Work to be completed
Every entry should be reproduced word for word.

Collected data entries

^^^^

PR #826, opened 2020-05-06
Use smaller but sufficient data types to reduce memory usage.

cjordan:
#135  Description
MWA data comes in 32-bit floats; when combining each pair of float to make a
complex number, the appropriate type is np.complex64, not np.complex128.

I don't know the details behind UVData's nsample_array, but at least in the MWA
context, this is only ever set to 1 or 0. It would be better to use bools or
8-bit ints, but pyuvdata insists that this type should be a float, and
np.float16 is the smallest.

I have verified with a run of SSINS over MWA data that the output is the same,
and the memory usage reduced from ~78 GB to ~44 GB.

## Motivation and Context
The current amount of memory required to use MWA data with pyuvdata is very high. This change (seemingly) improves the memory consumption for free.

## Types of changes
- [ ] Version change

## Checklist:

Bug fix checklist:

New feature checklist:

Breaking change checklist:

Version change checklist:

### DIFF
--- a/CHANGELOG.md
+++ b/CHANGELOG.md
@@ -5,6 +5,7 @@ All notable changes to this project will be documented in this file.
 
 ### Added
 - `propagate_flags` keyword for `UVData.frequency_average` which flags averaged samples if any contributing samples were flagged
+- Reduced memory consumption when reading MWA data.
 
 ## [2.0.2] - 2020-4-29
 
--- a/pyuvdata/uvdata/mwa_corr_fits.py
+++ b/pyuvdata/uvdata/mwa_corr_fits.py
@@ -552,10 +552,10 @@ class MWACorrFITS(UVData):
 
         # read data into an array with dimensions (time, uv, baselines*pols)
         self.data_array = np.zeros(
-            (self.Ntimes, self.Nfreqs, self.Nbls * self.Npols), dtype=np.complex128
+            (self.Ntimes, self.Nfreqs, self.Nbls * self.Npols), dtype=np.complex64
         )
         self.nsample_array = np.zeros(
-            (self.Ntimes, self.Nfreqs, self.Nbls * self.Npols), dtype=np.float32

^^^^

Response for this exercise
PR #826, opened 2020-05-06
Use smaller but sufficient data types to reduce memory usage.

cjordan:
#135  Description
MWA data comes in 32-bit floats; when combining each pair of float to make a
complex number, the appropriate type is np.complex64, not np.complex128.

I don't know the details behind UVData's nsample_array, but at least in the MWA
context, this is only ever set to 1 or 0. It would be better to use bools or
8-bit ints, but pyuvdata insists that this type should be a float, and
np.float16 is the smallest.

I have verified with a run of SSINS over MWA data that the output is the same,
and the memory usage reduced from ~78 GB to ~44 GB.

## Motivation and Context
The current amount of memory required to use MWA data with pyuvdata is very high. This change (seemingly) improves the memory consumption for free.

## Types of changes
- [ ] Version change

## Checklist:

Bug fix checklist:

New feature checklist:

Breaking change checklist:

Version change checklist:

### DIFF
--- a/CHANGELOG.md
+++ b/CHANGELOG.md
@@ -5,6 +5,7 @@ All notable changes to this project will be documented in this file.
 
 ### Added
 - `propagate_flags` keyword for `UVData.frequency_average` which flags averaged samples if any contributing samples were flagged
+- Reduced memory consumption when reading MWA data.
 
 ## [2.0.2] - 2020-4-29
 
--- a/pyuvdata/uvdata/mwa_corr_fits.py
+++ b/pyuvdata/uvdata/mwa_corr_fits.py
@@ -552,10 +552,10 @@ class MWACorrFITS(UVData):
 
         # read data into an array with dimensions (time, uv, baselines*pols)
         self.data_array = np.zeros(
-            (self.Ntimes, self.Nfreqs, self.Nbls * self.Npols), dtype=np.complex128
+            (self.Ntimes, self.Nfreqs, self.Nbls * self.Npols), dtype=np.complex64
         )
         self.nsample_array = np.zeros(
-            (self.Ntimes, self.Nfreqs, self.Nbls * self.Npols), dtype=np.float32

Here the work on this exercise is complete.